- **WHAT YOU HAVE TO DO**
The first line of the entries below, the line containing "PR #5459, opened 2021-01-21", and every line between them should be repeated exactly, and nothing else.

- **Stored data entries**

PR #5458, opened 2021-01-21
ipatests: fix discrepancies in nightly defs

flo-renaud:
- Build is using a prio of 100 while tests use 50, use consistent
values
- fix the requires for test_installation_client

### DIFF
--- a/ipatests/prci_definitions/nightly_latest.yaml
+++ b/ipatests/prci_definitions/nightly_latest.yaml
@@ -1536,7 +1536,7 @@ jobs:
 
   fedora-latest/test_membermanager:
     requires: [fedora-latest/build]
-    priority: 100
+    priority: 50
     job:
       class: RunPytest
       args:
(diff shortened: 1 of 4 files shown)


netoarmando:
@flo-renaud, I have a hunch that the priority values for testing using 100 was because gating is setting them as 100 and build as 150. My suggestion is to use this PR to change gating as well just in case someone wants to copy/paste definitions.

flo-renaud:
> @flo-renaud, I have a hunch that the priority values for testing using 100 was because gating is setting them as 100 and build as 150. My suggestion is to use this PR to change gating as well just in case someone wants to copy/paste definitions.

@netoarmando the higher values in gating were ensuring that PRs were processed before nightly tests (see https://github.com/freeipa/freeipa/commit/991d508a5c9ec6b19e9a937864fd24b765dff7f2). As of today, the nightlies are run on a different set of machines but I would like to keep this priority (for instance I am sometimes using the nightlies infra when testing 389ds patches).

netoarmando (approved):

flo-renaud:
master:

* 9b2c05affc79e61d0698f8dbc3b19ad0d000d31d ipatests: fix discrepancies in nightly defs

PR #5459, opened 2021-01-21
Don't install csrgen extra dependencies

tiran:
See: https://pagure.io/freeipa/issue/8669


rcritten:
Gah, my git-fu must be on the fritz :/

Can you add https://pagure.io/freeipa/issue/8669 to the commit message?

rcritten:
master:

* ce2e41ab6e86433ba2cd3c33019b5e010c0302a9 Don't install csrgen extra dependencies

- **RESPONSE**
PR #5458, opened 2021-01-21
ipatests: fix discrepancies in nightly defs

flo-renaud:
- Build is using a prio of 100 while tests use 50, use consistent
values
- fix the requires for test_installation_client

### DIFF
--- a/ipatests/prci_definitions/nightly_latest.yaml
+++ b/ipatests/prci_definitions/nightly_latest.yaml
@@ -1536,7 +1536,7 @@ jobs:
 
   fedora-latest/test_membermanager:
     requires: [fedora-latest/build]
-    priority: 100
+    priority: 50
     job:
       class: RunPytest
       args:
(diff shortened: 1 of 4 files shown)


netoarmando:
@flo-renaud, I have a hunch that the priority values for testing using 100 was because gating is setting them as 100 and build as 150. My suggestion is to use this PR to change gating as well just in case someone wants to copy/paste definitions.

flo-renaud:
> @flo-renaud, I have a hunch that the priority values for testing using 100 was because gating is setting them as 100 and build as 150. My suggestion is to use this PR to change gating as well just in case someone wants to copy/paste definitions.

@netoarmando the higher values in gating were ensuring that PRs were processed before nightly tests (see https://github.com/freeipa/freeipa/commit/991d508a5c9ec6b19e9a937864fd24b765dff7f2). As of today, the nightlies are run on a different set of machines but I would like to keep this priority (for instance I am sometimes using the nightlies infra when testing 389ds patches).

netoarmando (approved):

flo-renaud:
master:

* 9b2c05affc79e61d0698f8dbc3b19ad0d000d31d ipatests: fix discrepancies in nightly defs

PR #5459, opened 2021-01-21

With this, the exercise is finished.